Rural-Urban Divide: Urban areas will likely transition faster due to infrastructure access. Special attention to rural solutions (biogas, improved cookstoves, sustainable charcoal) is essential.
THE MECS CONNECTION
The Modern Energy Cooking Services (MECS) program's emphasis on electric cooking (eCooking) aligns perfectly with Tanzania's strategies. The Clean Cooking Strategy specifically targets increased adoption of electricity for cooking, supported by:
- Expanding national grid access toward 85% connectivity - Special tariff structures to make eCooking affordable - Promotion of efficient electric cooking appliances - Off-grid solar solutions in areas without grid access
The Charcoal Strategy complements this by reducing biomass pressure during the transition period, creating space for infrastructure development without accelerating deforestation.
CONCLUSION: A MODEL FOR THE REGION
Tanzania's dual strategy approach offers a pragmatic blueprint for countries facing similar challenges across Sub-Saharan Africa. By simultaneously making the present more sustainable while building the infrastructure for a clean future, Tanzania avoids the trap of choosing between current livelihoods and environmental protection.

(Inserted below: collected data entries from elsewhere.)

PR #356, opened 2021-06-10
Workaround for chrome.usb.getConfigurations issue

emaxx-google:
Change the USB wrapper (used in the webport of libusb, which is
transitively used for the CCID driver and therefore the Smart Card
Connector app) to stop asserting that chrome.usb.getConfigurations() can
only return a single active configuration. Instead, just proceed with
the first configuration among those that are marked as active.

Meanwhile multiple active configurations is most likely a bug in the
chrome.usb API (https://crbug.com/1218141), we need this workaround
until that issue is fixed in Chrome, since currently the Connector app
ends up in a crash loop when such device is attached.

### DIFF
--- a/third_party/libusb/webport/src/libusb_over_chrome_usb.cc
+++ b/third_party/libusb/webport/src/libusb_over_chrome_usb.cc
@@ -388,7 +388,7 @@ int LibusbOverChromeUsb::LibusbGetActiveConfigDescriptor(
   for (const auto& chrome_usb_config : chrome_usb_configs) {
     if (chrome_usb_config.active) {
       if (*config) {
-        // Normally there should be only one active coniguration, but the
+        // Normally there should be only one active configuration, but the
         // chrome.usb API implementation misbehaves on some devices: see
         // <https://crbug.com/1218141>. As a workaround, proceed with the first
         // received configuration that's marked as active.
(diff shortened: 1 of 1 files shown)


third_party/libusb/webport/src/libusb_over_chrome_usb.cc
```diff
@@ -387,9 +387,16 @@ int LibusbOverChromeUsb::LibusbGetActiveConfigDescriptor(
...
-      GOOGLE_SMART_CARD_CHECK(!*config);
+      if (*config) {
+        // Normally there should be only one active coniguration, but the
+        // chrome.usb API implementation misbehaves on some devices: see
+        // <https://crbug.com/1218141>. As a workaround, proceed with the first
+        // received configuration that's marked as active.
+        GOOGLE_SMART_CARD_LOG_WARNING
+            << "Unexpected result from the chrome.usb.getConfigurations() API: "
+               "received multiple active configurations";
+        continue;
```
emaxx-google, line 398: Actually, maybe we should do `break` here, since emitting multiple logs here is just a log spam. WDYT?

Fabian-Sommer: Agree with break - I don't think we are interested in just how many active configs there are.

Fabian-Sommer (approved):
LGTM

The key innovations in Tanzania's approach include:
- Treating charcoal as a transitional resource requiring management, not just a problem to eliminate 2. Creating formal economic opportunities in both sustainable biomass and clean energy 3. Coordinating across multiple ministries and sectors from the outset 4. Setting ambitious but achievable targets with clear timelines 5. Learning from international experience while adapting to local context 6. Integrating gender, health, and governance as core elements, not afterthoughts
As Tanzania works toward its 2031 and 2034 milestones, the success of this dual strategy approach will provide valuable lessons for the region and beyond. The framework demonstrates that universal clean cooking access isn't about choosing between environmental protection and economic development—it's about carefully managing the transition from one to the other.
By 2031 and beyond, if successfully implemented, Tanzania's dual strategies could deliver:
- 80% clean cooking access by 2034 - Sustainable management of remaining charcoal production
- Protected and regenerating forest cover - Improved health outcomes, particularly for women and children - Formalized value chains providing decent livelihoods - Reduced greenhouse gas emissions - Enhanced energy security through diversified sources
This represents not just a cooking energy transition, but a comprehensive transformation of how Tanzania produces, distributes, and consumes energy—a transformation that many countries in the MECS community are also pursuing. Tanzania's experience—both its successes and challenges—will offer invaluable insights for the global push toward universal clean cooking access.
For countries and programs working on clean cooking transitions, Tanzania's message is clear: acknowledge where you are, plan where you're going, and manage the journey carefully. Universal clean cooking access isn't achieved by ignoring current realities—it's achieved by transforming them step by step, with strategies that work together to create a sustainable path forward.